*** Opening Task inputs ***
PR #2107, opened 2026-05-22
Oh.. ravish me daddy

SnailPerson:
changed the C hotkey form toggling mouse yoke to toggling the new arcade mode.
Classic mouse yoke may now only be activated from the p menu.


SnailPerson:
@DonBruce64 hope everything is done correctly here, old mouse yoke is no longer tied to the C, arcade mode is instead
Please check

mccore/src/main/java/minecrafttransportsimulator/systems/LanguageSystem.java
```diff
@@ -369,14 +369,14 @@ public static class JSONLanguageFile {
...
+    public static final LanguageEntry INTERACT_VEHICLE_LOCKED = new LanguageEntry("interact.vehicle.locked", "This vehicle is locked!");
+    public static final LanguageEntry INTERACT_VEHICLE_NEEDKEY = new LanguageEntry("interact.vehicle.needkey", "You must have the key of this vehicle to start it!");
+    public static final LanguageEntry INTERACT_VEHICLE_NOSPACE = new LanguageEntry("interact.vehicle.nospace", "There is not enough space to place down this vehicle here.");
+    public static final LanguageEntry INTERACT_VEHICLE_JUMPERPACK = new LanguageEntry("interact.vehicle.jumperpack", "Charged vehicle battery to maximum.");
+    public static final LanguageEntry INTERACT_VEHICLE_NOFUEL = new LanguageEntry("interact.vehicle.nofuel", "There is no fuel in this vehicle.  The engine cannot start!");
+    public static final LanguageEntry INTERACT_VEHICLE_DISMOUNTCONFIRM = new LanguageEntry("interact.vehicle.dismountconfirm", "Press Shift again to dismount");
+    public static final LanguageEntry INTERACT_MOUSEYOKE_ENABLED = new LanguageEntry("interact.mouseyoke.enabled", "Arcade Mode enabled");
```
DonBruce64: Still says mouseyoke in the entry JSON section.

mccore/src/main/java/minecrafttransportsimulator/systems/LanguageSystem.java
```diff
@@ -369,14 +369,14 @@ public static class JSONLanguageFile {
...
+    public static final LanguageEntry INTERACT_MOUSEYOKE_DISABLED = new LanguageEntry("interact.mouseyoke.disabled", "Arcade Mode disabled");
```
DonBruce64: Still says mouseyoke in the entry JSON section.

DonBruce64 (changes requested):
In addition to these two comments, is there a reason you'd want to turn off and on either arcade mode or mouse yoke via a keybind?  Why not just have them both in the config menu?  I would think most players would just have a preference and stick with it, like how they do window rendering and such.

LauraDarkez:
having the keybind to disable is nice when you need to go from controling the plane to interacting with the cockpit/freely looking around. it is also nice to be able to switch to/from manual keybind control quickly when transitioning from flight to landing/takeoff to flight

SnailPerson:
@DonBruce64 daddy reevaluate please

Also hotjey, as Laura stated, is important because opening p and clicking thrice is hella annoying while flying a plane and trying to land it etc. Its much quicker and easier

LauraDarkez:
snail, what is with your remarks towards don? i cant tell if its a kink or a meme at this point

DonBruce64:
@SnailPerson Totally get not wanting to open a menu for that.  But do we need to keep the keybind for mouseYoke?  What if you want to switch in and out of looking vs controlling for that?  Isn't mouseYoke just diet arcade mode?  Or does arcade mode supplant mouseyoke?

SnailPerson:
@DonBruce64 mouse yoke is mouse yoke, arcade mode is better mouse yoke with more functionality. The hotkey for mouse yoke has been moved over to arcade since arcade is better, but in cases where classic mouse yoke is useful its still is in the p menu. Just not hotkeyable anymore because it has been "replaced" by a "better mouse yoke system".

The hotkey is important because for example, flying helis is not as easy with arcade, so toggling it quickly makes sense. Or wanting to do some keyboard manoeuvres. Or wanting to turn it off quickly to look around without affecting the planes direction and then reenabling it to continue piloting
In any case,i have play tested with a number of PAs on a private server on survival and it's genuinely a good change.
Nobody wants to press p, then click, then click again. By that time, your plane is already in a mountain.

DonBruce64:
@SnailPerson Totally get that.  My concern here was that I saw the mouseYoke hotkey go away and get replaced by an arcade mode hotKey.  Seeing that, I was concerned that people using mouseYoke would end up in just the situation you describe.  If someone wants to use mouseYoke, but not Arcade mode, it sounds like they can enable it in the P menu.  But then they can't dynamically turn it off anymore with the hotkey?  Or does the hotkey turn mouseYoke and arcadeMode both on and off depending on what's in the P-key menu?

I would assume that the system would have a single key for enabling arcadeMode OR mouseYoke depending on what's selected in the P-menu.  Changing P-menu items from one to the other with one active would make the other active, or if neither were active would make the hotkey turn the requested one on or off.

SnailPerson:
@DonBruce64 arcade mode is basically mouse yoke but better. That's why it gets the hotkey privilege

DonBruce64:
@SnailPerson Right, but by doing this you have removed the mouseYoke hotkey for users who might want it.  They will have their planes fly into things just the way you described.  Either remove mouseYoke entirely so not to confuse players, or keep both bound to the same hotkey and just switch which is active in the P-key config menu.

SnailPerson:
# 🌚

SnailPerson:
@DonBruce64 please just merge this, its just a hotkey switch, the old yoke is being kept for situations in which it is actually still useful, but in most cases, arcade is superior, hence it being the default for the hotkey. As previously mentioned, this has been through play testing and approved as a superior method.
There's no proper argument against making the switch here. People can still play with the old yoke perfectly fine if they so desire, so were not taking away anything.

DonBruce64:
@SnailPerson What you're taking away is their ability to turn on and off yoke with a hotkey.  It's why I'd simply like the hotkey to toggle either arcade or yoke depending on which is active.  It's not hard to just re-name the hotkey to something generic, change the tooltip to say it toggles whichever is set via the P-key menu, and have the press action just check an if statement and do either one or the other when pressed.

It's not hard to add that, hence why I'm asking for those who still want mouse yoke. MTS is grounded on not removing old features or functionality unless they are game-breaking (like double-sided rendering making things white).  But since we can keep that option for players I would like us to.

SnailPerson:
@DonBruce64 again, mouse yoke was a placeholder for the arcade mode anyway. Keeping it is LC.
Please just merge it, it's not that deep of a topic. 

Beides, how would that look. If a player has mouse yoke and arcade enabled at the same time, triggered by the same hotkey, thats just chaos.

Old system got replaced by new system that does the same thing but better. That's all

DonBruce64:
I still disagree, but I'll relent since you're running the ship now and know the pulse better than me.  Merged!

PR #2109, opened 2026-05-26
Added help button to panels

SnailPerson:
This is part of the effort to make IV more accesible.
Helper text os one of the steps to make it easier for players to get into the mod, apart from updated guides, hud warns and tutorial segments.

https://github.com/user-attachments/assets/54224164-a3a8-4b87-b6e5-1f8f71a4d112

@DonBruce64


SnailPerson:
@DonBruce64 please review latest commits

DonBruce64:
Can merge as-is, but thoughts about it being a config in the P-menu?  Really I would assume that's where the majority of configurable things would belong.  Having it be in the panel by default requires it to be in all panels for all packs and that could lead to issues in vehicles where the PA wants either an invisible panel or fully immersible one without a help button.

SnailPerson:
@DonBruce64 this is more of a global effort. Im providing all PAs with snippets that use this helper button. 
IV is too complicated for the average user. This means that many people tend to be scared off. Any initiative to be more user friendly is a productive one. 

Applied methods are already showing in our numbers, IV has never done better, just recently we had peaks of 14-18k downloads per day. 
IV broke 7.200.000 downloads yesterday.

This is modrinth.
image

DonBruce64:
@SnailPerson Not saying that this isn't a good idea.  On the contrary, I do think it's a good idea.  The thing is I question making it a button on the panel.  Most overlays and tooltips and such are controlled from the config screen, so I would assume this one would be as well.  Plus, by doing it this way you have to hide the help on every vehicle you make since it'll be shown by default, and if another user in a multiplayer setting hides help, it won't be availabe on that vehicle to a new user who may want that help.  Hence me saying this should be player-centric not vehicle-centric for where the config is stored.

SnailPerson:
those are good points.
Config option is reasonable

PR #2112, opened 2026-05-30
Some bullet rework

dldev32:
Here are the changes:
* New bullet types have been added (some of which are needed to simplify obtaining bullet types);
* A raycast-based fragmentation system has been added. Fragments have a cone angle, quantity, damage, and range. Fragments are created only when armor is penetrated, damaging internal components and entities located within;
* Bullet hits on entities now occur at the current hit position, rather than at the feet of the hitbox;
* HEAT projectiles now stop upon collision and no longer pass through the entire vehicle. For behind-the-armor effects, it's sufficient to add a highly targeted set of high-damage fragments.

_This PR has numerous rewritten files to correct formatting issues._


mcinterfaceforge1122/src/main/java/mcinterface1122/InterfaceClient.java
DonBruce64, line 1: Something is wrong with your saving of these files.  It shows all lines are changed?

.gitattributes
DonBruce64, line 1: This... shouldn't ever change?

mccore/src/main/java/minecrafttransportsimulator/entities/components/AEntityF_Multipart.java
```diff
@@ -371,7 +378,96 @@ public EntityBullet.HitType attackProjectile(Damage damage, EntityBullet bullet,
                         } else {
                             EntityBullet.performGenericHitLogic(bullet.gun, bullet.bulletNumber, hitEntry.position, hitEntry.side, HitType.ARMOR);
                         }
-                        bullet.displayDebugMessage("HIT TOO MUCH ARMOR.  MAX PEN: " + (int) penetrationPotential);
+                        if (bulletIsHeat) {
```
*** Closing Task inputs ***
What to work on: Among the records above, only the lines between the line holding "IV is too complicated" and the line holding "IV broke 7.200.000 downloads yesterday.", inclusive, are to be output, exactly as written.

Response to the task:
IV is too complicated for the average user. This means that many people tend to be scared off. Any initiative to be more user friendly is a productive one. 

Applied methods are already showing in our numbers, IV has never done better, just recently we had peaks of 14-18k downloads per day. 
IV broke 7.200.000 downloads yesterday.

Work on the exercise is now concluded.